Beitragvon bennyh » So 2. Okt 2016, 20:54

Alexyessin hat geschrieben:(02 Oct 2016, 21:32)

Das weiß ich, aber wo ist dein Intention bei diesem Thema? Jetzt verstanden? Oder willst du nur anhand von Suggestivfragen versuchen hier irgendwas zum Thema "Mord" reinzubringen?

Moin,
Dies wurde dir bereits mehrfach erklärt. Jetzt verstanden?
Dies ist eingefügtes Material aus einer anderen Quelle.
PR #198, opened 2015-03-16
New Error Type: ValidationError

primitive-type:
It would be helpful to have a new error type for validation errors, similar to the ```DocumentNotFound``` error type defined in https://github.com/neumino/thinky/blob/master/lib/errors.js

The use case I am imagining is for HTTP status code responses in a RESTful API. You could more granularly report to the API consumer whether an error was their fault due to submission of bad data which the thinky model rejects (400), a particular document not being found (404 - which the ```DocumentNotFound``` type is already helpful for), or some other failure (500).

Zum Thema: Wikipedia definiert den Begriff "Kollateralschäden" als
Der militärische Fachbegriff Begleitschaden oder Kollateralschaden bezeichnet in der räumlichen Umgebung eines Ziels entstehende an sich unbeabsichtigte oder eventuell „in Kauf genommene“ Schäden aller Art. Meist wird der Begriff Kollateralschaden im militärischen Zusammenhang durch ungenauen oder überdimensionierten Waffeneinsatz bei nicht-zivilen Aktionen verwendet. Beabsichtigte Schädigungen werden im Gegensatz zu Begleitschäden der militärischen Zieldefinition zugeordnet.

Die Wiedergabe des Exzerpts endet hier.